Ransomware remains one of the most persistent and adaptive cyberthreats. In 2026:

• New families continue to emerge, adopting post-quantum cryptography ciphers.
• As ransom payments drop, some groups implement encryptionless extortion attacks.
• In a constantly changing ecosystem of threat actors, initial access brokers maintain a relevant role in this market, showing increased focus on access to RDWeb as the preferred method of remote access.
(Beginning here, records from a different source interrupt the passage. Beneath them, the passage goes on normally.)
PR #543, opened 2020-10-07
Fixes #31012 - API for retrieving outputs for multiple hosts

adamruzicka:


ezr-ondrej:
It seems we don't have permission for the new action

adamruzicka:
We do now

ezr-ondrej (commented):
Just two points to discuss, by no means blockers. Apart of those this LGTM :+1: 

- Would `outputs` be descriptive enough given it's quite straight forward what outputs we mean. The `bulk_outputs` invokes for me that it's gonna be outputs of more jobs.
- Should we have `bulk_raw_outputs` / `raw_outputs` as well ?

adamruzicka:
> Would outputs be descriptive enough given it's quite straight forward what outputs we mean. The bulk_outputs invokes for me that it's gonna be outputs of more jobs.

Possibly, `bulk_outputs` was more of a working name that somehow stuck.

> Should we have bulk_raw_outputs / raw_outputs as well ?

I don't really like the split between `output` and `raw_output`. What if for `bulk_outputs`/`outputs` it was just another parameter, defaulting to false?

ezr-ondrej:
> Possibly, `bulk_outputs` was more of a working name that somehow stuck.

So should we rename it before merging? :thinking: 

> I don't really like the split between `output` and `raw_output`. What if for `bulk_outputs`/`outputs` it was just another parameter, defaulting to false?

Yeah, that sounds good to me :+1:

adamruzicka:
Will do both of the changes

app/controllers/api/v2/job_invocations_controller.rb
```diff
@@ -6,7 +6,7 @@ class JobInvocationsController < ::Api::V2::BaseController
 
       before_action :find_optional_nested_object, :only => %w{output raw_output}
       before_action :find_host, :only => %w{output raw_output}
-      before_action :find_resource, :only => %w{show update destroy clone cancel rerun}
+      before_action :find_resource, :only => %w{show update destroy clone cancel rerun bulk_outputs}
```
ezr-ondrej, line 9:
```suggestion
      before_action :find_resource, :only => %w{show update destroy clone cancel rerun outputs}
```

app/controllers/api/v2/job_invocations_controller.rb
```diff
@@ -145,7 +163,7 @@ def allowed_nested_id
 
       def action_permission
         case params[:action]
-        when 'output', 'raw_output'
+        when 'output', 'raw_output', 'bulk_outputs'
```
ezr-ondrej, line 166:
```suggestion
        when 'output', 'raw_output', 'outputs'
```

test/functional/api/v2/job_invocations_controller_test.rb
```diff
@@ -160,6 +160,25 @@ class JobInvocationsControllerTest < ActionController::TestCase
         end
       end
 
+      describe '#bulk_outputs' do
```
ezr-ondrej, line 163:
```suggestion
      describe '#outputs' do
```

test/functional/api/v2/job_invocations_controller_test.rb
```diff
@@ -160,6 +160,25 @@ class JobInvocationsControllerTest < ActionController::TestCase
...
+          result = ActiveSupport::JSON.decode(@response.body)
+          host_output = result['outputs'].first
+          assert_equal host_output['id'], @invocation.targeting.host_ids.first
+          assert_equal host_output['refresh'], true
+          assert_equal host_output['output'], []
+          assert_response :success
+        end
+
+        test 'should provide outputs for hosts in the job matching a search query' do
+          get :bulk_outputs, params: { :id => @invocation.id, :search_query => "name = definitely_not_in_the_job" }
```
ezr-ondrej, line 175:
```suggestion
          get :outputs, params: { :id => @invocation.id, :search_query => "name = definitely_not_in_the_job" }
```

test/functional/api/v2/job_invocations_controller_test.rb
```diff
@@ -160,6 +160,25 @@ class JobInvocationsControllerTest < ActionController::TestCase
         end
       end
 
+      describe '#bulk_outputs' do
+        test 'should provide outputs for hosts in the job' do
+          get :bulk_outputs, params: { :id => @invocation.id }
```
ezr-ondrej, line 165:
```suggestion
          get :outputs, params: { :id => @invocation.id }
```

ezr-ondrej (commented):
Just places with forgotten renaming, apart of it, LGTM :+1:

adamruzicka:
I thought I probably missed a place or two, but didn't expect this many

app/controllers/api/v2/job_invocations_controller.rb
```diff
@@ -137,6 +137,24 @@ def rerun
...
+      param :since, String, :required => false
+      param :raw, String, :required => false
+      def outputs
+        hosts = @job_invocation.targeting.hosts.authorized(:view_hosts, Host)
+        hosts = hosts.search_for(params['search_query']) if params['search_query']
+        raw = ActiveRecord::Type::Boolean.new.cast params['raw']
+        default_value = raw ? '' : []
+        outputs = hosts.map do |host|
+          host_output(@job_invocation, host, :default => default_value, :since => params['since'], :raw => raw)
+            .merge(id: host.id)
```
ezr-ondrej, line 152: Sorry for not noticing sooner, but while testing it, I've realized `outputs: [{...., id: 1}]` is quite missleading. First sight it seems like an ID of the output. Should we use `host_id` instead to be more explicit?
```suggestion
            .merge(host_id: host.id)
```

ezr-ondrej (changes requested):
Just one more find from testing.

ezr-ondrej:
And one more in the `raw = true`:
We are using `join` without delimiter, so the output is one line.
Should we use `output.map { |set| set['output'] }.join("\n")` instead?

adamruzicka:
The partial outputs should be ending with newlines so if we join it without any delimiter, it should appear the same way as it was originally produced by the command

ezr-ondrej:
> The partial outputs should be ending with newlines so if we join it without any delimiter, it should appear the same way as it was originally produced by the command

It was not the case for me, but it is quite likely I was just doing something wrong :+1: I'll retest it.
What about the `host_id` in the output? Should we do something about it?

adamruzicka:
> What about the host_id in the output? Should we do something about it?

Applied your suggestion just now

adamruzicka:
And need to fix the tests

app/controllers/api/v2/job_invocations_controller.rb
```diff
@@ -137,6 +137,24 @@ def rerun
         end
       end
 
+      api :GET, '/job_invocation/:id/outputs', N_('Get outputs of hosts in a job')
```
ezr-ondrej, line 140: The first time around I though "why have I used singular here, we are not github", second time "something is odd".
I've figured that while checking the `/apidocs` Turns out I've been following the documentation without even knowing it xD
```suggestion
      api :GET, '/job_invocations/:id/outputs', N_('Get outputs of hosts in a job')
```

ezr-ondrej (changes requested):
Apart of a documentation typo, works nice :+1:
I was just using bad json parser, that ate the newlines from the raw output :)

ezr-ondrej (approved):
Thanks @adamruzicka ! :+1:

PR #9705, opened 2021-12-10
Allow runtime env vars to create docker.env file

amirhmoradi:
This allows to install appsmith with docker compose with all vars set in the "environment" key and helps avoid the user to modify the internal docker.env file  after first install or edit it manually.

## Description

This allows to install appsmith with docker compose with all vars set in the "environment" key and helps avoid the user to modify the internal docker.env file  after first install or edit it manually.

Fixes # (issue)

All env vars are set at first deploy, and user does not need to edit manually the docker.env file after the first install.

## Type of change

## How Has This Been Tested?

Tested by setting vars in docker compose 'environment' key and check that content is generated in /app-stacks/configuration/docker.env correctly on first install/launch.
 Example docker compose file:
```yaml
services:
  appsmith:
    image: index.docker.io/appsmith/appsmith-ce
    labels:
      com.centurylinklabs.watchtower.enable: "true"
    volumes:
      - "/data/stacks/:/appsmith-stacks"
    ## Testing here my PR:
      - "/data/docker.env.sh:/opt/appsmith/templates/docker.env.sh"
    environment:
      - APPSMITH_CUSTOM_DOMAIN=backoffice.example.com
      - APPSMITH_SIGNUP_DISABLED=true
      - APPSMITH_ADMIN_EMAILS=admin@example.com
      - APPSMITH_MAIL_ENABLED=true
      - APPSMITH_MAIL_SMTP_AUTH=true
#...
```

## Checklist:

- [Y] My code follows the style guidelines of this project
- [Y] I have performed a self-review of my own code
- [N/A] I have commented my code, particularly in hard-to-understand areas
- [N/A] I have made corresponding changes to the documentation
- [Y] My changes generate no new warnings
- [Y] I have added tests that prove my fix is effective or that my feature works
- [Y] New and existing unit tests pass locally with my changes


mohanarpit:
@amirhmoradi Thank you for opening a PR & improving the Appsmith project. 🎉 

Unfortunately, I don't think this is a good idea for Appsmith to implement. While I understand the underlying pain point, we are introducing an Admin UI page within Appsmith to manage all the environment variables. This Admin page syncs with the `docker.env` file & writes changes back to the file. This way, as a user, you can always be sure that the values you are seeing within Appsmith are the same in the docker.env file & vice-versa. If we override values via Docker compose's environment section, then discrepancies will start arising. This will get confusing for users. 

I hope you understand where I'm coming from. Once again, I thank you for your PR contribution & look forward to other improvements/suggestions for Appsmith. 😄

PR #9785, opened 2021-12-15
fix: Fix action collection not being deleted when the deleted collection in edit mode is published

### LINKED ISSUE #9722: [Bug]: Action collection is not gettting deleted even if we publish deleted actionCollection

### Current Behavior

When I'm trying to delete the actionCollection entry I'm unable to do so. Basically `delted` or `deletedAt` fields are not getting updated after we delete the actionCollection from UI. This is causing the issues in import-export flow as this might get exported the deleted actionCollection. 

### Steps To Reproduce

1. Create actionCollection
2. Create binding to a widget on the canvas
3. Publish app
4. Delete the action collection from edit mode
5. `deletedAt` field gets updated in unpublishedCollection as expected
6. Publish the application again
7. Also `deleted` field remains false

### Environment

Release

### Version

Cloud

abhvsn:
## Description

> This will fix the issue related to action collection not being deleted when the deleted collection is published. This fix will fetch the collection by appId and then filter as per the view mode  

Fixes #9722 

## Type of change

## How Has This Been Tested?

> Junit TC
> Manual test

## Checklist:


app/server/appsmith-server/src/main/java/com/appsmith/server/services/ActionCollectionServiceImpl.java
```diff
@@ -73,7 +73,7 @@ public ActionCollectionServiceImpl(Scheduler scheduler,
 
     @Override
     public Flux<ActionCollection> findAllByApplicationIdAndViewMode(String applicationId, Boolean viewMode, AclPermission permission, Sort sort) {
-        return repository.findByApplicationIdAndViewMode(applicationId, viewMode, permission)
+        return repository.findByApplicationId(applicationId, permission, sort)
```
mohanarpit, line 76: Why aren't we considering the `viewMode` any more here? Will this have any other impact?

nidhi-nair (dismissed):

app/server/appsmith-server/src/main/java/com/appsmith/server/services/ActionCollectionServiceImpl.java
abhvsn: We are filtering the collection inside the flatmap for the `viewMode`.

mohanarpit: That doesn't seem to be the case. In the `flatMap` below, we are only checking for `viewMode` value to return Mono.empty() for empty collection sizes. We aren't performing any filtering there.

nidhi-nair: It's in the upstream method that the filtering is happening @mohanarpit. I think we'll need to go through a cycle of renaming these methods, they are no longer clearly indicative of their purpose.

nidhi-nair (approved):

PR #9804, opened 2021-12-15
chore: Update local git repo path

abhvsn:
## Description
To support volumes for git-sync this PR update default path. 

## Type of change

### DIFF
--- a/app/server/docker-compose.yml
+++ b/app/server/docker-compose.yml
@@ -15,7 +15,7 @@ services:
     networks:
       - appsmith
     volumes:
-      - ./container-volumes/git-storage:/data/git-storage
+      - /container-volumes/git-storage:/data/git-storage
 
   mongo:
     image: mongo:4.4.6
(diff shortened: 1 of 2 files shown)


app/server/docker-compose.yml
```diff
@@ -15,7 +15,7 @@ services:
     networks:
       - appsmith
     volumes:
-      - ./container-volumes/git-storage:/data/git-storage
+      - /container-volumes/git-storage:/data/git-storage
```
sharat87, line 18: We need the `.` here since we want the path on the host system to be relative to the `docker-compose.yml` file, instead of at the root `/` path. We want a root based path only _inside_ the container, which is `/data/git-storage`.

```suggestion
      - ./container-volumes/git-storage:/data/git-storage
```

sharat87 (changes requested):

sharat87 (approved):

Reviewing the trends in ransomware attacks in 2026

Kaspersky researchers are sharing insights into the main ransomware trends for 2026: EDR killers on the rise, switching from data encryption to data leaks, and more.

securelist.com

 

[Bot]

That summary matches several broader trends researchers have been discussing, but the article title itself appears inconsistent with the current year, so I would be careful about treating it as a literal “2026” report unless the publication date confirms that framing.

A few points worth separating

• Post-quantum cryptography in ransomware: this is plausible as an experimental or emerging trend, but it should not be assumed to be widespread without solid reporting and real-world samples. Threat actors often adopt whatever is practical, fast, and well-supported, so “using PQC” does not automatically mean a major shift across the ransomware landscape.
• Encryptionless extortion: this is a well-established evolution of the business model. In general, when direct encryption becomes less profitable or riskier, some groups lean more heavily on data theft, leak threats, and operational disruption without deploying a file-encrypting payload.
• Initial access brokers and RDWeb: access brokers remain relevant because specialization still works for cybercrime ecosystems. If RDWeb is being highlighted, that fits the long-running pattern of attackers favoring exposed remote access services, weak credentials, credential reuse, and poorly secured internet-facing infrastructure.

Why RDWeb matters

RDWeb itself is not “bad,” but exposed remote access portals are consistently attractive targets. The practical risk usually comes from:

• Weak or reused passwords
• Lack of MFA
• Poor patching hygiene
• Excessive exposure to the public internet
• Misconfiguration and inadequate monitoring

So the takeaway is less “RDWeb is uniquely dangerous” and more “internet-facing remote access remains a high-value entry point.”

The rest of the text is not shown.